Другое очевидно полезное свойство – способность усваивать крахмал. Он расщепляется ферментом амилазой, активность которой растет с возрастом. В геноме шимпанзе имеются две копии гена амилазы, а среди людей – от двух до пятнадцати (Perry et al., 2007). Чем больше копий, тем лучше усваивается крахмал. Закономерно, что у земледельцев – европейцев и японцев – и собирателей клубней – танзанийских хадза – в среднем по семь копий гена у человека, а у охотников – центральноафриканских пигмеев-мбути и их соседей биака – и скотоводов – восточноафриканских датога и сибирских якутов – только по пять. Действие отбора очевидно.
Примеры можно продолжать, но, кажется, этого хватит. Мы меняемся, мы эволюционируем. Культура не вывела человека из-под действия отбора, а просто поставила перед ним новые задачи.

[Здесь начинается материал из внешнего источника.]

PR #455, opened 2021-08-12
fix(auth): check disabled status on verifyIDToken

Galadros:
The `verifyIDToken()` function checks to see whether the ID token is revoked, but never actually checks to see whether or not the user is disabled.  This change makes it so that `verifyIDToken()` does check the `disabled` field by modifying `checkRevoked()`.  The function is renamed to `checkRevokedOrDisabled` and now additionally includes a check to make sure that the user is not disabled.  A new `authErrorCode` corresponding to this case is added.  `verifySessionCookie()` is slightly modified to account for the fact that `checkRevokedOrDisabled` now returns 3 values instead of 2.  `verifyIDToken()` has been modified to raise an `InvalidArgument` error with `authErrorCode` of "ID_TOKEN_DISABLED" if the user is disabled.


auth/auth.go
```diff
@@ -37,6 +37,7 @@ const (
 
 	// SDK-generated error codes
 	idTokenRevoked       = "ID_TOKEN_REVOKED"
+	idTokenDisabled      = "ID_TOKEN_DISABLED"
```
hiranya911, line 40: This is called `USER_DISABLED` in other languages. Let's use the same terminology here.

auth/auth.go
```diff
@@ -335,6 +335,15 @@ func (c *baseClient) verifyIDToken(ctx context.Context, idToken string, checkRev
 				},
 			}
 		}
+		if disabled {
```
hiranya911, line 338: Let's check for this before revoked.

auth/auth.go
```diff
@@ -335,6 +335,15 @@ func (c *baseClient) verifyIDToken(ctx context.Context, idToken string, checkRev
...
+			return nil, &internal.FirebaseError{
+				ErrorCode: internal.InvalidArgument,
+				String:    "ID token has been disabled",
```
hiranya911, line 341: User account has been disabled.

auth/auth.go
```diff
@@ -347,11 +356,18 @@ func IsTenantIDMismatch(err error) bool {
 
 // IsIDTokenRevoked checks if the given error was due to a revoked ID token.
 //
-// When IsIDTokenRevoked returns true, IsIDTokenInvalid is guranteed to return true.
+// When IsIDTokenRevoked returns true, IsIDTokenInvalid is garuanteed to return true.
```
hiranya911, line 359: guaranteed

auth/auth.go
```diff
@@ -347,11 +356,18 @@ func IsTenantIDMismatch(err error) bool {
...
 func IsIDTokenRevoked(err error) bool {
 	return hasAuthErrorCode(err, idTokenRevoked)
 }
 
+// IsIDTokenDisabled checks if the given error was due to a disabled ID token
+//
+// When IsIDTokenDisabled returns true, IsIDTokenInvalid is garuanteed to return true.
+func IsIDTokenDisabled(err error) bool {
```
hiranya911, line 367: IsUserDisabled

auth/auth.go
```diff
@@ -408,18 +425,24 @@ func (c *Client) verifySessionCookie(ctx context.Context, sessionCookie string,
...
 //
-// When IsSessionCookieRevoked returns true, IsSessionCookieInvalid is guranteed to return true.
+// When IsSessionCookieRevoked returns true, IsSessionCookieInvalid is guaranteed to return true.
 func IsSessionCookieRevoked(err error) bool {
 	return hasAuthErrorCode(err, sessionCookieRevoked)
 }
 
-func (c *baseClient) checkRevoked(ctx context.Context, token *Token) (bool, error) {
+// checkRevokedOrDisabled checks whether the input token has been revoked or disabled.
+func (c *baseClient) checkRevokedOrDisabled(ctx context.Context, token *Token) (revoked bool, disabled bool, err error) {
```
hiranya911, line 434: Instead of expanding the return signature, it's probably better to just return a single error value from this function.

```
checkRevokedOrDisabled(ctx context.Context, token *Token, revokedErrCode string) err error
```

Then the caller can be just:

```go
if c.isEmulator || checkRevokedOrDisabled {
		if err := c.checkRevokedOrDisabled(ctx, decoded, idTokenRevoked); err != nil {
			return nil, err
		}
}
```

auth/auth.go
```diff
@@ -408,18 +425,24 @@ func (c *Client) verifySessionCookie(ctx context.Context, sessionCookie string,
...
 	if err != nil {
-		return false, err
+		return false, false, err
 	}
-
-	return token.IssuedAt*1000 < user.TokensValidAfterMillis, nil
+	if token.IssuedAt*1000 < user.TokensValidAfterMillis {
+		return true, false, nil
+	}
+	if user.Disabled {
```
hiranya911, line 442: Check for disabled first.

auth/auth_test.go
```diff
@@ -858,7 +858,7 @@ func TestInvalidTokenDoesNotCheckRevoked(t *testing.T) {
 	s.Client.idTokenVerifier = testIDTokenVerifier
 
 	ft, err := s.Client.VerifyIDTokenAndCheckRevoked(context.Background(), "")
-	if ft != nil || !IsIDTokenInvalid(err) || IsIDTokenRevoked(err) {
+	if ft != nil || !IsIDTokenInvalid(err) || IsIDTokenRevoked(err) || IsIDTokenDisabled(err) {
```
hiranya911, line 861: Please add test cases to cover the new functionality.

snippets/auth.go
```diff
@@ -1426,7 +1426,11 @@ func verifyIDTokenAndCheckRevokedTenant(ctx context.Context, tenantClient *auth.
 		if auth.IsIDTokenRevoked(err) {
 			// Token is revoked. Inform the user to reauthenticate or signOut() the user.
 		} else {
-			// Token is invalid
+			if auth.IsIDTokenDisabled(err) {
```
hiranya911, line 1429:
```go
if auth.IsIDTokenRevoked(err) {
			// Token is revoked. Inform the user to reauthenticate or signOut() the user.
} else if auth.IsUserDisabled(err) {
                        // User is disabled
} else {
                       // Token is invalid
}		
```

hiranya911 (changes requested):
Pointed out a several things that need to change. Please change the base branch of the PR to `dev`. We don't directly merge to `master` on this repo.

Galadros:
I'm not sure how to fix the google-cla bot error.  It's complaining that "google-oss-bot" doesn't have a CLA signed.

hiranya911:
You might want to rebase your commits at dev and do a force push, which should clean up the commit history.

auth/auth.go
```diff
@@ -322,27 +322,28 @@ func (c *baseClient) verifyIDToken(ctx context.Context, idToken string, checkRev
 	}
 
 	if c.isEmulator || checkRevokedOrDisabled {
-		revoked, disabled, err := c.checkRevokedOrDisabled(ctx, decoded)
+		errMessageDisabled := &internal.FirebaseError{
+			ErrorCode: internal.InvalidArgument,
+			String:    "User has been disabled",
```
hiranya911, line 327: Go convention is to start off error messages with lowercase letters (unless acronym or other shorthand like "ID").

auth/auth.go
```diff
@@ -320,20 +321,29 @@ func (c *baseClient) verifyIDToken(ctx context.Context, idToken string, checkRev
...
-				},
-			}
+		errMessageRevoked := &internal.FirebaseError{
+			ErrorCode: internal.InvalidArgument,
+			String:    "ID token has been revoked",
+			Ext: map[string]interface{}{
+				authErrorCode: idTokenRevoked,
+			},
+		}
+		err = c.checkRevokedOrDisabled(ctx, decoded, idTokenRevoked, errMessageRevoked)
```
hiranya911, line 344: This seems to be calling `checkRevokedOrDisabled()` twice, which is not correct. That results in extra RPCs that we don't need. See my comment on how to refactor the `checkRevokedOrDisabled()` function, so this can be avoided.

auth/auth.go
```diff
@@ -380,46 +397,49 @@ func (c *Client) VerifySessionCookieAndCheckRevoked(ctx context.Context, session
...
 //
-// When IsSessionCookieRevoked returns true, IsSessionCookieInvalid is guranteed to return true.
+// When IsSessionCookieRevoked returns true, IsSessionCookieInvalid is guaranteed to return true.
 func IsSessionCookieRevoked(err error) bool {
 	return hasAuthErrorCode(err, sessionCookieRevoked)
 }
 
-func (c *baseClient) checkRevoked(ctx context.Context, token *Token) (bool, error) {
+// checkRevokedOrDisabled checks whether the input token has been revoked or disabled.
+func (c *baseClient) checkRevokedOrDisabled(ctx context.Context, token *Token, errCode string, errMessage *internal.FirebaseError) error {
```
hiranya911, line 431: This should look something like:

```go
func (c *Client) checkRevokedOrDisabled(ctx context.Context, token *Token, errCode, errMessage string) error {
        user, err := c.GetUser(ctx, token.UID)
	if err != nil {
		return err
	}

        if user.Disabled {
		// Create and return FirebaseError with code USER_DISABLED
	}

        if token.IssuedAt*1000 < user.TokensValidAfterMillis {
            // return FirebaseError constructed from errCode and errMessage
        }

        return nil
}
```

testdata/get_disabled_user.json
```diff
@@ -0,0 +1,45 @@
+{
```
hiranya911, line 1: Nit: Since this is just about testing a disabled user record, I'd say remove fields like `providerUserInfo` and `mfaInfo`.

auth/auth_test.go
```diff
@@ -880,6 +884,20 @@ func TestVerifyIDTokenAndCheckRevokedError(t *testing.T) {
 	}
 }
 
+func TestVerifyIDTokenAndCheckDisabledError(t *testing.T) {
```
hiranya911, line 887: In other languages we also added integration tests to verify this functionality. We might want to do the same here.

hiranya911 (changes requested):
Thanks for the changes. But the `checkRevokedOrDisabled()` helper function could use more work. We also need an integration test or two.

testdata/get_disabled_user.json
Galadros: Does it matter either way?  I simply copied get_user.json and modified it to be disabled.

hiranya911: Smaller, uncluttered resource files are easier to understand. Also prevents somebody from using them in test cases that were not originally intended.

auth/auth_test.go
Galadros: Where should I add integration tests?  I'm trying to find other examples of integration tests that use VerifyIDToken and/or checkRevokedOrDisabled, and having a bit of a hard time doing so.

integration/auth/auth_test.go
```diff
@@ -186,6 +186,39 @@ func TestRevokeRefreshTokens(t *testing.T) {
...
+		t.Fatal(err)
+	}
+	if vt.UID != uid {
+		t.Errorf("UID = %q; want UID = %q", vt.UID, uid)
+	}
+
+	// Disable the user
+	updates := auth.UserToUpdate{}
+	updates.Disabled(true)
+	client.UpdateUser(context.Background(), uid, &updates)
```
hiranya911, line 212: Handle possible errors.

integration/auth/auth_test.go
```diff
@@ -186,6 +186,39 @@ func TestRevokeRefreshTokens(t *testing.T) {
...
+
+	vt, err = client.VerifyIDTokenAndCheckRevoked(context.Background(), idt)
+	we := "user has been disabled"
+	if vt != nil || err == nil || err.Error() != we {
```
hiranya911, line 216: Might also want to check `IsUserDisabled(err)` here.

auth/auth_test.go
```diff
@@ -880,6 +884,20 @@ func TestVerifyIDTokenAndCheckRevokedError(t *testing.T) {
...
+	s := echoServer(testGetDisabledUserResponse, t)
+	defer s.Close()
+	revokedToken := getIDToken(mockIDTokenPayload{"uid": "uid", "iat": 1970})
+	s.Client.idTokenVerifier = testIDTokenVerifier
+
+	p, err := s.Client.VerifyIDTokenAndCheckRevoked(context.Background(), revokedToken)
```
hiranya911, line 893: Just wondering. Do we have unit test coverage for `VerifySessionCookie()` with this change? We might want to add that too.

hiranya911 (changes requested):
Looks mostly good. Just a few minor things that can be added as improvements.

auth/auth_test.go
Galadros: The requested change was only to verifyIDToken, but regardless the two should function identically in unit tests (practically speaking, the existing unit test that was added is actually verifying that checkRevokedOrDisabled works properly.  verifyIDToken and VerifySessionCookie just directly return the error that they get from checkRevokedOrDisabled).

hiranya911: True. But `VerifySessionCookie()` is a separate public API with its own tests. See https://github.com/firebase/firebase-admin-go/blob/928b104e521ffc3d7de0319efe1553c31e85e13f/auth/auth_test.go#L1074

This PR is changing its behavior (rightly so), but without the proper test coverage we won't be able to detect future breakages. Imagine a scenario where we refactor how the `checkRevokedOrDisabled()` is used internally.  May be we decide to not call it from `VerifySessionCookie()`. The resulting behavior change will go unverified without a test case.

Also, for reference here's the equivalent PR in Java that we did: https://github.com/firebase/firebase-admin-java/pull/585/files. You will notice how there are separate tests for `VerifyIdToken()` and `VerifySessionCookie()`.

hiranya911 (approved):
LGTM with a comment about testing. Highly recommend adding the missing test case before merging.

auth/auth_test.go
bojeil-google: Hey @Galadros, @hiranya911 is right. I also recommend you add another test for `VerifySessionCookie()` for the exact same reason.

Galadros: Done.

Тема будущего всегда привлекала людей. Всем хочется знать, что нас ждет завтра. То ли это будет цветущий рай земной, то ли планету накроет черной мглой Апокалипсис. Чаще фантасты представляют развитие техники и общества: космические корабли и телепортаторы, возврат к феодальным королевствам или торжество коммунизма. Гораздо реже речь идет о самих людях. Так, конечно, привычнее и спокойнее. Люди – они и есть люди. Чего уж там, если даже инопланетяне в большинстве случаев хоть и зеленые, но человечки. Если пошерстить фантастику, то в подавляющем большинстве случаев жители будущего ничем не отличаются от нас, разве что стройные и красивые либо, напротив, коренастые и одичавше-замшелые.